Пожилая дама произнесла последнее слово с таким лихим задором и так веско, что Бурлаков…
– Так точно. И какое же дело у вас ко мне, уважаемая?
– Ребятки сейчас отсюда вот вышли расстроенные, милиционерики, – Искра Тимофеевна села напротив Бурлакова, посмотрела на Катю. – Не поверили вы им. А они правду сказали.
– Они оставили рапорта. Если вы по поводу ночного инцидента возле «Замоскворецкого», то будем проверять, – тон Бурлакова изменился – вежливый и сухой, чрезвычайно деловитый. Что, мол, тебе, бабуся, еще нужно?
– Не возле это, не на улице. А там, внутри.
– Хорошо, хорошо, мы все проверим и примем меры. Не волнуйтесь.
– Да я-то не волнуюсь. Меня-то что же не расспрашиваете? Я, между прочим, тоже слышала. И не только этой ночью.
– Вы в доме напротив универмага проживаете, как я понял?
– Да, квартира сороковая у меня на пятом этаже.
– Давно вы там живете?
– В доме-то… да как построили его и заселили, с тридцать второго года там наша семья жила.
– Неужели так давно? – удивилась Катя.
– Отец мой… если историю в школе учили, то встречали наверняка фамилию: отец мой Сорокин Тимофей Григорьевич, герой Гражданской войны.

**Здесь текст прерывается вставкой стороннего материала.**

PR #185, opened 2026-06-18
feat: manage deleted devices (list + restore)

StealthyCoder:
## What

Implements #182 — a way to **list** and **remove** devices from the "deleted" list, across the storage, REST, and CLI layers, plus docs.

Deleting a device (`DELETE /devices/{uuid}`) soft-deletes it (`deleted=1`) and stops it being served. Until now there was no way to see which devices are in that state or to bring one back. This adds:

- **REST**
  - `GET /v1/devices/deleted` — list soft-deleted devices; paginated/sortable exactly like `GET /devices`. Scope: `devices:read`.
  - `POST /v1/devices/{uuid}/restore` — remove a device from the deleted list (clears the tombstone). Idempotent. Scope: `devices:delete`.
- **CLI**
  - `fiocli devices list-deleted` — mirrors `devices list` (same columns/sort/paging).
  - `fiocli devices restore <uuid>`.
- **Docs** — `docs/api.md` updated (Swagger is generated from the handler annotations at release time).

## Design notes

- **Separate `GET /devices/deleted` collection rather than a `?deleted=true` param.** Every device statement (`stmtDeviceGet`/`List`/`Count`) hard-filters `WHERE deleted=false`, and the list statements are pre-built per sort order in a `map[OrderBy]stmtDeviceList`. A query param would force those clean statements to become conditional/dynamic; a parallel statement set is purely additive. Echo's router matches the static `deleted` segment before `:uuid`, so there's no route shadowing.
- **`POST .../restore`, idempotent.** `UPDATE devices SET deleted=0 WHERE uuid=?` with no `AND deleted=1` guard. `RowsAffected > 0` → `204` (uuid exists, whether it was deleted or already active); `0` → `404` (unknown uuid). A retry after a dropped `204` returns `204`, not a spurious `404`. (Relies on SQLite's matched-rows semantics for `RowsAffected` — noted at the call site.)
- **Scopes:** list = `devices:read` (like `GET /devices`); restore = `devices:delete` (the inverse of delete). No new scope introduced.

## ⚠️ Restore is DB-record-only

`Device.Delete()` sets `deleted=1` **and** destroys the device's filesystem data (`os.RemoveAll` of configs, update events, apps-states). Restore therefore recovers the **server record only** — that history is not recovered. This is documented in a `Device.Delete()` doc comment and in `docs/api.md`; `Delete()` behaviour is intentionally **not** changed here.

**Order-of-operations gotcha (documented):** the restored record keeps the device's pre-deletion public key, and the gateway does not support key rotation. A device that regenerated its key *while deleted* (e.g. after a factory reset) cannot be restored — once restored it presents a new key that no longer matches the stored one, and because a record still exists the gateway won't auto-enrol it either. Such a device must be deleted and re-enrolled from scratch.

## Boy-scout fixes

- Added `DEFAULT 0` to the `devices.deleted` column (it had no default, unlike `users.deleted`).
- Documented `Device.Delete()` as destructive.

## Suggested follow-up

Make `Device.Delete()` non-destructive — retain filesystem data behind the `deleted=1` tombstone instead of `os.RemoveAll` — so restore becomes lossless. Supporting gateway key rotation (the commented-out `RotatePubKey` path) would additionally make restore robust to key changes.

## Commits

Six small, independently-reviewable commits (each builds + tests green, for clean `git bisect`):

1. `fix:` add `DEFAULT 0` to `devices.deleted` column
2. `refactor:` document `Device.Delete()` as destructive
3. `feat:` storage support for listing and restoring deleted devices
4. `feat:` REST endpoints to list and restore deleted devices
5. `feat:` CLI commands to list and restore deleted devices
6. `docs:` document deleted-device list and restore endpoints

## Testing

- `go build ./...` and `make fioserver` — clean.
- `go test ./...` — all packages pass, including new `TestDeviceRestore`, `TestApiDeviceRestore`, and `TestApiDeviceListDeleted`.
- Swagger annotations validated with `make swagger`; both new paths appear in the generated spec.

Closes #182

### DIFF
--- a/cli/api/devices.go
+++ b/cli/api/devices.go
@@ -90,6 +90,17 @@ func (d DeviceApi) Delete(uuid string) error {
 	return d.api.Delete(fmt.Sprintf("/v1/devices/%s", uuid))
 }
 
+// ListDenied returns all UUIDs on the denied list.
+func (d DeviceApi) ListDenied() ([]string, error) {
+	var uuids []string
+	return uuids, d.api.Get("/v1/denied-devices", &uuids)
+}
+
+// DeleteDenied removes a device from the denied list so it can access the backend again.
+func (d DeviceApi) DeleteDenied(uuid string) error {
+	return d.api.Delete(fmt.Sprintf("/v1/denied-devices/%s", uuid))
+}
+
 func (d *DeviceApi) Tests(uuid string) ([]TargetTest, error) {
 	var tests []TargetTest
 	return tests, d.api.Get(fmt.Sprintf("/v1/devices/%s/tests", uuid), &tests)
--- a/server/ui/api/handlers.go
+++ b/server/ui/api/handlers.go
@@ -39,6 +39,8 @@ func RegisterHandlers(e *echo.Echo, storage *storage.Storage, a auth.Provider) {
 	g.GET("/devices", h.deviceList, requireScope(users.ScopeDevicesR))
 	g.GET("/devices/:uuid", h.deviceGet, requireScope(users.ScopeDevicesR))
 	g.DELETE("/devices/:uuid", h.deviceDelete, requireScope(users.ScopeDevicesD))
+	g.GET("/denied-devices", h.deniedDevicesList, requireScope(users.ScopeDevicesR))
+	g.DELETE("/denied-devices/:uuid", h.undenyDevice, requireScope(users.ScopeDevicesD))
 	g.GET("/devices/:uuid/apps-states", h.deviceAppsStatesGet, requireScope(users.ScopeDevicesR))
 	g.GET("/devices/:uuid/tests", h.deviceTestsList, requireScope(users.ScopeDevicesR))
 	g.GET("/devices/:uuid/tests/:testid", h.deviceTestGet, requireScope(users.ScopeDevicesR))
--- a/storage/api/api_storage.go
+++ b/storage/api/api_storage.go
@@ -131,6 +131,10 @@ type Storage struct {
 	stmtUpdateList      stmtUpdateList
 }
 
+// Delete is DESTRUCTIVE. It both adds the device to the denied list in the DB
+// (deleted=1) and removes the device's filesystem data (configs, update
+// events, apps-states). The filesystem data destroyed here is NOT recovered
+// if the device is later allowed back via UndenyDevice.
 func (d Device) Delete() error {
 	err1 := d.storage.stmtDeviceDelete.run(d.Uuid)
 	err2 := d.storage.fs.Devices.Delete(d.Uuid)
--- a/storage/api/api_storage.go
+++ b/storage/api/api_storage.go
@@ -119,16 +119,18 @@ type Storage struct {
 	db *storage.DbHandle
 	fs *storage.FsHandle
 
-	stmtDeviceCount     stmtDeviceCount
-	stmtDeviceDelete    stmtDeviceDelete
-	stmtDeviceGet       stmtDeviceGet
-	stmtDeviceGetGroups stmtDeviceGetGroups
-	stmtDeviceGetLabels stmtDeviceGetLabels
-	stmtDeviceList      map[OrderBy]stmtDeviceList
-	stmtDeviceSetLabels stmtDeviceSetLabels
-	stmtDeviceSetUpdate stmtDeviceSetUpdate
-	stmtUpdateInsert    stmtUpdateInsert
-	stmtUpdateList      stmtUpdateList
+	stmtDeviceCount      stmtDeviceCount
+	stmtDeviceDelete     stmtDeviceDelete
+	stmtDeviceGet        stmtDeviceGet
+	stmtDeviceGetGroups  stmtDeviceGetGroups
+	stmtDeviceGetLabels  stmtDeviceGetLabels
+	stmtDeviceList       map[OrderBy]stmtDeviceList
+	stmtDeniedDeviceList stmtDeniedDeviceList
+	stmtUndenyDevice     stmtUndenyDevice
+	stmtDeviceSetLabels  stmtDeviceSetLabels
+	stmtDeviceSetUpdate  stmtDeviceSetUpdate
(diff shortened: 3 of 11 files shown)


storage/api/api_storage.go
```diff
@@ -128,6 +128,12 @@ type Storage struct {
 	stmtDeviceSetUpdate stmtDeviceSetUpdate
 }
 
+// Delete is DESTRUCTIVE. It both marks the device as deleted in the DB
+// (deleted=1) and removes the device's filesystem data (configs, update
+// events, apps-states). A device can later be restored with DeviceRestore,
+// but that only clears the DB tombstone - the filesystem data destroyed here
+// is NOT recovered. TODO: make deletion non-destructive so restore is lossless
```
doanac: Remove the TODO - Claude is thinking this feature is like a soft delete. It's not really that.

storage/api/api_storage.go
```diff
@@ -244,6 +256,41 @@ func (s Storage) DevicesList(opts DeviceListOpts) ([]DeviceListItem, int, error)
 	return devices, total, nil
 }
 
+// DevicesListDeleted lists devices that have been soft-deleted (the "deleted"
+// list). It mirrors DevicesList but reads from the deleted statement set
+// (WHERE deleted=true).
+func (s Storage) DevicesListDeleted(opts DeviceListOpts) ([]DeviceListItem, int, error) {
```
doanac: This is starting to deviate too far from our current SAAS backend. This PR is treating the feature like a "soft-delete" feature. This feature about managing "denied devices". Due to mTLS - we could:

 * Delete a device from the DB
 * The device makes an mTLS connection
 * The backend will see this as a new device, create an entry and give it access to the backend.

We keep a delete=true flag to prevent this scenario. So we wind up with a list of "denied devices" as our SAAS calls them. Every now and then an operator makes a mistake and needs that device (with the exact same cert and UUID) to connect back to the product. This is where we need to remove a device from the denied list.

doanac: This is a long winded way of saying - this function doesn't need sorting or anything like that. It just needs to return one giant array of UUIDs.

server/ui/api/handlers.go
```diff
@@ -37,8 +37,10 @@ func RegisterHandlers(e *echo.Echo, storage *storage.Storage, a auth.Provider) {
 	g.GET("/configs/device/:uuid/applied", h.deviceAppliedConfigsGet, requireScope(users.ScopeDevicesR))
 	g.GET("/configs/device/:uuid/history", h.deviceConfigsHistory, requireScope(users.ScopeDevicesR))
 	g.GET("/devices", h.deviceList, requireScope(users.ScopeDevicesR))
+	g.GET("/devices/deleted", h.deviceListDeleted, requireScope(users.ScopeDevicesR))
 	g.GET("/devices/:uuid", h.deviceGet, requireScope(users.ScopeDevicesR))
 	g.DELETE("/devices/:uuid", h.deviceDelete, requireScope(users.ScopeDevicesD))
+	g.POST("/devices/:uuid/restore", h.deviceRestore, requireScope(users.ScopeDevicesD))
```
doanac: The APIs here should be more like our SAAS apis - we are managing a "denied" list so:
```
   GET /denied-devices
   DELETE /denied-devices/:uuid
```

cli/api/devices.go
```diff
@@ -31,8 +31,20 @@ func (a *Api) Devices() DeviceApi {
 // ListPage fetches a single page of devices. It returns the devices,
 // whether more pages are available, and the total number of pages.
 func (d DeviceApi) ListPage(page int, limit int, sortBy string) ([]DeviceListItem, bool, int, error) {
```
doanac, line 33: The CLI should mimic fioctl and do:
```
 fiocli devices list-denied
 fiocli devices delete-denied
```

doanac (commented):
This needs some rework. Its implementing and trying to clarify nuances of "soft-delete" functionality. This isn't a soft-delete feature. This is about managing a list of denied devices. When a device is deleted - it needs to be moved into a list of denied devices (we choose deleted=True in the DB so we have its UUID and pubkey) to prevent that devices from accessing the backend with mTLS.

cli/api/devices.go
```diff
@@ -31,8 +31,14 @@ func (a *Api) Devices() DeviceApi {
...
+	return d.listPage("/v1/devices", page, limit, sortBy)
+}
+
+// listPage fetches a single page from a device-listing resource, returning the
+// devices, whether more pages are available, and the total number of pages.
+func (d DeviceApi) listPage(resource string, page int, limit int, sortBy string) ([]DeviceListItem, bool, int, error) {
 	offset := (page - 1) * limit
-	resource := fmt.Sprintf("/v1/devices?limit=%d&offset=%d", limit, offset)
+	resource = fmt.Sprintf("%s?limit=%d&offset=%d", resource, limit, offset)
 	if sortBy != "" {
```
doanac, line 36: I think this may be left over from a version where you were going to have pagination. I'm remove this.

cli/subcommands/devices/list.go
```diff
@@ -87,7 +87,13 @@ func validateColumns(columnsStr string) ([]string, error) {
...
 	devices, hasMore, totalPages, err := dapi.ListPage(page, defaultPageLimit, sortBy)
 	cobra.CheckErr(err)
+	renderDeviceList(devices, columns, page, hasMore, totalPages)
+}
 
+// renderDeviceList prints a page of devices as a table, followed by a
+// pagination hint when more pages are available. It is shared by the `list`
+// and `list-deleted` commands.
+func renderDeviceList(devices []api.DeviceListItem, columns []string, page int, hasMore bool, totalPages int) {
 	headers := make([]string, 0, len(columns))
```
doanac, line 91: This may be left from an attempt at pagination that you abandoned.

doanac (commented):
This is looking much better. I only have a couple small complaints

doanac (approved):

PR #186, opened 2026-06-25
Add support for oauth2 device flow

doanac:
This set of changes adds support for oauth2 device flow to streamline the CLI login process. It also sets the basis for followup work to support lmp-device-register

### DIFF
--- a/auth/csrf.go
+++ b/auth/csrf.go
@@ -46,6 +46,10 @@ func CsrfCheck(next echo.HandlerFunc) echo.HandlerFunc {
 			return next(c)
 		}
 
+		if c.Path() == "/oauth2/authorization/device/" || c.Path() == "/oauth2/token/" {
+			return next(c)
+		}
+
 		cookie, err := c.Cookie(CsrfCookieName)
 		if err != nil || cookie.Value == "" {
 			return c.String(http.StatusForbidden, "Missing CSRF cookie")
--- a/server/ui/api/handlers_oauth2.go
+++ b/server/ui/api/handlers_oauth2.go
@@ -1,0 +1,210 @@
+// Copyright (c) Qualcomm Technologies, Inc. and/or its subsidiaries.
+// SPDX-License-Identifier: BSD-3-Clause-Clear
+
+package api
+
+import (
+	"fmt"
+	"net/http"
+	"strings"
+	"time"
+
+	"github.com/labstack/echo/v4"
+
+	"github.com/foundriesio/update-server/storage/users"
+)
+
+type oauth2Handlers struct {
+	users *users.Storage
+}
+
+type DeviceCodeRequest struct {
+	Scopes       string `form:"scope"`
+	TokenExpires int64  `form:"token_expires"`
+}
+
+type DeviceCodeResponse struct {
+	DeviceCode              string `json:"device_code"`
+	UserCode                string `json:"user_code"`
+	VerificationURI         string `json:"verification_uri"`
+	VerificationURIComplete string `json:"verification_uri_complete"`
+	ExpiresIn               int    `json:"expires_in"` // seconds until expiry, per RFC 8628
+	Interval                int    `json:"interval"`
+}
+
+type DeviceTokenRequest struct {
+	DeviceCode string `form:"device_code"`
+	GrantType  string `form:"grant_type"`
+}
+
+type DeviceTokenResponse struct {
+	AccessToken string `json:"access_token"`
+	TokenType   string `json:"token_type"`
+	Expires     int64  `json:"expires"`
+	Scopes      string `json:"scope"`
+}
+
+type oauth2Error struct {
+	Error            string `json:"error"`
+	ErrorDescription string `json:"error_description,omitempty"`
+}
+
+// @Summary Initiate OAuth2 Device Authorization
+// @Accept json
+// @Param data body DeviceCodeRequest true "Device code request"
+// @Produce json
+// @Success 200
+// @Router  /oauth2/device/code [post]
+func (h oauth2Handlers) oauth2DeviceCode(c echo.Context) error {
+	var req DeviceCodeRequest
+	if err := c.Bind(&req); err != nil {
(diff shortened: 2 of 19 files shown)


server/ui/api/handlers_test.go
```diff
@@ -215,6 +215,14 @@ func (p testAuthProvider) GetSession(c echo.Context) (*auth.Session, error) {
 func (testAuthProvider) DropSession(echo.Context, *auth.Session) {
 }
 
+func (testAuthProvider) GetRateLimiterMiddleware() echo.MiddlewareFunc {
+	return func(next echo.HandlerFunc) echo.HandlerFunc {
+		return func(c echo.Context) error {
+			return next(c)
+		}
```
vkhoroz: You could do `return next` (replace 3 lines with just 1) to achieve the same result.

storage/users/user_storage.go
```diff
@@ -48,6 +48,22 @@ func (u User) GetAuditLog() (string, error) {
 	return u.h.fs.Audit.ReadEvents(u.id)
 }
 
+func (u User) ApproveAuthorization(deviceCode string, tokenDescription string, scopes Scopes) error {
```
vkhoroz, line 51: These two functions can be a part of `oauth2.go` too.
I have no preference, just pointing at the possibility.

server/ui/api/handlers_oauth2.go
```diff
@@ -0,0 +1,215 @@
...
+	ErrorDescription string `json:"error_description,omitempty"`
+}
+
+// @Summary Initiate OAuth2 Device Authorization
+// @Accept json
+// @Param data body DeviceCodeRequest true "Device code request"
+// @Produce json
+// @Success 200
+// @Router  /oauth2/device/code [post]
+func (h oauth2Handlers) oauth2DeviceCode(c echo.Context) error {
```
vkhoroz, line 57: Why can't we reuse the `handlers` class for this?

I suspect you're trying to start spinning off individual handlers classes for different groups.
But, that would better be done as an overhaul; or we risk getting into a mess.

server/ui/api/handlers_oauth2.go
```diff
@@ -0,0 +1,215 @@
...
+	})
+}
+
+// @Summary Handle OAuth2 Device Token Polling
+// @Accept json
+// @Param data body DeviceTokenRequest true "Device token request"
+// @Produce json
+// @Success 200
+// @Router  /oauth2/device/token [post]
+func (h oauth2Handlers) oauth2DeviceToken(c echo.Context) error {
```
vkhoroz, line 115: Why didn't some standard server library (like e.g. https://pkg.go.dev/github.com/go-oauth2/oauth2/v4) suit our needs with some minimal customization?
For the above example, it looks like all we needed was to implement the store interface from https://github.com/go-oauth2/oauth2/blob/master/store.go and some minimal handlers customization.

Just asking, as I don't feel expert enough to validate the full correctness of this Oauth2 implementation.

auth/csrf.go
```diff
@@ -46,6 +46,10 @@ func CsrfCheck(next echo.HandlerFunc) echo.HandlerFunc {
 			return next(c)
 		}
 
+		if c.Path() == "/oauth2/device/code" || c.Path() == "/oauth2/device/token" {
+			return next(c)
```
vkhoroz, line 50: What's the problem with using CSRF for the Oauth2?

auth/provider_local.go
```diff
@@ -198,10 +199,12 @@ func (p localProvider) renderLoginPage(c echo.Context, reason string) error {
 		User      *users.User
 		NavItems  []string
 		CsrfToken string
+		Version   string
 	}{
 		Title:     "Login",
 		Reason:    reason,
 		CsrfToken: csrfToken,
+		Version:   version.Version,
```
vkhoroz: It looks like this is a standalone bug fix, right?
Maybe, a separate PR to commit faster?

auth/csrf.go
doanac: This is device/api-client side.

server/ui/api/handlers_oauth2.go
doanac: That library doesn't implement the device-flow part of the spec that we need. Chatting with claude/copilot, they both said this library doesn't buy us much. Especially since we have token generation, validation, and scope logic already implemented.

server/ui/api/handlers_oauth2.go
doanac: We need a slightly different middleware setup for this that:
 * doesn't require authenticated clients
 * does include some ratelimits (since it doesn't require authentication)

storage/users/user_storage.go
doanac: good idea. i applied this change as its how sessions.go was done

mike-scott:
NOTE: Do we need to worry about existing users getting an error once they move to this new version?

```
{"time":"2026-08-25T12:11:48.351875301-07:00","level":"ERROR","msg":"command failed","error":"failed to initialize users storage: unable to prepare 'oauth2DeviceAuthCreate' statement: no such table: oauth2_device_flow"}
```

mike-scott (approved):
I successfully tested this PR on top of `main` using real HW.

- Started with QLI 2.0 + Foundries components clean build (not registered)
- Use the following command to register the device against my local update-server
```
DEVICE_API=http://local-server:8080/v1/devices \
OAUTH_BASE=http://local-server:8080/oauth2 \
fio-device-register \
  --name mike-iq-9075-evk \
  --tags iq-9075-evk-main \
  --factory mike-iq-9075-evk
```
- After completing the OAUTH dance, the device checked into the server and was reporting
  `Local TUF repo is invalid: Could not load latest root` (no TUF root installed)
- Uploaded the same build's `ostree_repo` as an update and added it to a rollout
- The device checked in and correctly matched the update with it's currently installed rootfs.
- No more `Local TUF .. ` error message

NOTE: I have a contrib/e2e/ test which also exercises the OAUTH paths (fiocli and mock device register).  I can create a new PR once this is merged.

PR #188, opened 2026-06-26
Local setup with mock data

MiloCasagrande:
- **feat: local dev setup with mock data**
- **fix: add .local-data to .gitignore**

### DIFF
--- a/.gitignore
+++ b/.gitignore
@@ -5,3 +5,4 @@
 docs/swagger/*
 bin/*
 release/*
+.local-data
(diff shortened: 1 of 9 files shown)


doanac (commented):
I like the general idea. We have a "contrib/gen-certs.sh" but I think its different enough that we shouldn't bother trying to get it aligned with this new seed command.

Two things:
1) @StealthyCoder - You are doing some hackery around seeding data for scale testing. Is there anything here that you could leverage or is what you are doing totally different?
2) Can you squash the commits where appropritate? I think commits 1,2 and 4 of this are probably a single change?

doanac (approved):

PR #193, opened 2026-07-01
UI branding

MiloCasagrande:
This is the work to brand the UI via a single `branding.json` file. There is a `branding.md` document to describe how to use the feature.

Dark mode works only if the browser/system is set into dark mode.

There are 4 commits, split into the different parts of the work (general branding, favicon, dark mode, branding doc), I can squash them and keep only 2 in case.

A couple of screenshots to visually see it:

ui-branded-light

ui-branded-dark

### DIFF
--- a/server/ui/web/branding.go
+++ b/server/ui/web/branding.go
@@ -1,0 +1,85 @@
+// Copyright (c) Qualcomm Technologies, Inc. and/or its subsidiaries.
+// SPDX-License-Identifier: BSD-3-Clause-Clear
+
+package web
+
+import (
+	"encoding/json"
+	"log/slog"
+	"regexp"
+)
+
+// cssColor allows hex, rgb()/rgba()/hsl() functional notation, and CSS named
+// colors — i.e. the characters those need. Anything else (e.g. ";", "{") is
+// rejected so a bad branding.json can't inject or break the stylesheet.
+var cssColor = regexp.MustCompile(`^[#a-zA-Z0-9(),.%\s/-]+$`)
+
+// Branding holds the resolved branding values (defaults applied) used by both
+// HTML templates and the templated CSS.
+type Branding struct {
+	Title      string // app name in topbar + <title> suffix
+	Logo       string // filename under <data-dir>/branding/, "" = text brand only
+	Primary    string // --brand-primary
+	Accent     string // --brand-accent
+	Surface    string // --surface-1 (page background)
+	SurfaceAlt string // --surface-2 (content background)
+	Text       string // --text-1
+}
+
+// brandingFile is the on-disk JSON shape. Pointers distinguish "absent" (keep
+// default) from "explicitly set".
+type brandingFile struct {
+	Title  *string `json:"title"`
+	Logo   *string `json:"logo"`
+	Colors struct {
+		Primary    *string `json:"primary"`
+		Accent     *string `json:"accent"`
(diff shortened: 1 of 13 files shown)


server/ui/web/handlers.go
```diff
@@ -20,27 +24,36 @@
...
+		provider:    authProvider,
+		templates:   templates.Templates,
+		branding:    branding,
+		brandingDir: brandingDir,
 	}
+	var rendered bytes.Buffer
+	if err := h.templates.ExecuteTemplate(&rendered, "style.css", branding); err != nil {
+		slog.Error("failed to render style.css for etag", "error", err)
+	}
+	h.styleEtag = fmt.Sprintf("%x", md5.Sum(rendered.Bytes()))
```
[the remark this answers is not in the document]
MiloCasagrande: Not sure here, I can change the hash algorithm to a more robust `sha256`: it's to calculate the hash of the CSS file though.

Not sure how fast/slow one would be compared to the other, maybe `sha256` is faster...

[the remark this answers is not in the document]
doanac: ignore this. md5 is fine for caching logic

server/ui/web/branding.go
```diff
@@ -0,0 +1,85 @@
...
+	Title  *string `json:"title"`
+	Logo   *string `json:"logo"`
+	Colors struct {
+		Primary    *string `json:"primary"`
+		Accent     *string `json:"accent"`
+		Surface    *string `json:"surface"`
+		SurfaceAlt *string `json:"surface-alt"`
+		Text       *string `json:"text"`
+	} `json:"colors"`
+}
```
doanac, line 61: I'm not sure I get the value of having two different structs? I think I'd stick with just the brandingFile idea but get rid of the pointers do length == 0 checks instead checks for nil.

doanac (commented):
This is cool. I have one nit - but maybe I'm wrong in my opinion.

server/ui/web/branding.go
MiloCasagrande: The pointers are overkill, yeah. I'll switch to plain strings and drop the nil checks.

MiloCasagrande: Regarding the two structs, you mean `brandingFile` and `Branding`?

In that case I think it's still worth keeping them both, as they serve different purposes.

`brandingFile` mirrors the raw JSON of the `branding.json` file used to customize the UI colors.

`Branding` is the flat version, template-friendly with defaults applied: this is guaranteed to be populated and valid via `LoadBranding`.

Staying only with brandingFile would lead to move the "default value resolution/validation" logic into the templates, and we might have to duplicate it in multiple places.

doanac: I was thinking more of having something like an "applyDefaults" method added to the brandingFile struct. Then pass that to the templates and everything would be in place for it?

If that approach looks bad - stick with this. I'm fine either way. Merge at your leisure.

MiloCasagrande: The only reasons I still prefer the two structs approach is that the only way to get the branding is via calling that `LoadBranding` func. With `applyDefaults` and a single struct there would be less code, but there's nothing stopping a caller to forget to call it, handing down to a template a struct with non-default values.

I'll keep it as is for now, but we can rework it later if it feels too much.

Пожилая дама произнесла это с гордостью.
– Это что, маршал Сорокин? – спросил Бурлаков. – Тот, кого с Тухачевским и Блюхером Сталин…
– Папу расстреляли в тридцать восьмом. А до этого в тридцать втором получили мы роскошную квартиру на Александровской в «генеральском» доме, тогда он назывался дом красных командиров. На третьем в бельэтаже – семь комнат с лоджиями, солярием, не хуже, чем Тухачевский получил в сером доме. Когда отца арестовали, все забрали, а нас с мамой пихнули туда, где я сейчас живу, – эта квартирка сороковая, она для обслуги предназначалась, вообще вся эта наша сторона, потому что вида из окон никакого – стена универмага и окна его. И уже отсюда меня в сорок восьмом году забрало МГБ, доучиться в университете даже не дали. Тюрьма, потом опять тюрьма на Лубянке, допросы, затем десять лет лагерей. Некому хлопотать обо мне было, так что до пятьдесят шестого года дела моего не пересматривали. Сначала Читинский лагерь, потом перевели под Красноярск. А после съезд нас освободил, и вернулась я домой в Москву. Знаете, что первым делом тогда сделала? Пошла в Замоскворецкий наш мосторг и купила себе красную губную помаду. Такой ужас, а мне нравилось…
Катя почувствовала, что дочь красного маршала Сорокина может сидеть вот так очень долго и предаваться былому и думам. Есть такая категория старушек – спозаранку они встают и отправляются кто в собес, кто в поликлинику, и особенных дел-то там у них нет, зато это выход «в люди», возможность с кем-то потолковать. Вот эта старушка пришла в милицию, благо повод появился…
Но нет, подумала Катя, она не сама сюда явилась. Ее кто-то из чоповцев привез, как дополнительного свидетеля.
– Вам скучно меня слушать, я понимаю. И у вас дела, работа, – Сорокина словно угадала их мысли. – Я к тому это все рассказала, чтобы вы поняли – я многое чего повидала в жизни и с карательной системой… то есть с правоохранительной знакома достаточно. Понимаю, что на слово у вас тут никто не верит. И тем не менее. Я не выжила из ума. А ваши ребята сказали чистую правду. Мы все это слышали. На что эти звуки похожи, я не знаю и описать затрудняюсь. Но они громкие. В нашем доме сейчас почти все на дачах, но, если хотите, я поговорю с соседями, которые остались.
– Ой, нет, не утруждайте себя, – испугался Бурлаков.
– И еще я кое-что заметила. Они все очень быстро уходят вечером, никто не задерживается там.
– О ком вы говорите?
– О персонале. О продавщицах, о подсобных. Охранник закрывает, запечатывает здание в девять вечера. Сейчас еще светло совсем, лето. А там никто никогда не задерживается ни на минуту лишнюю.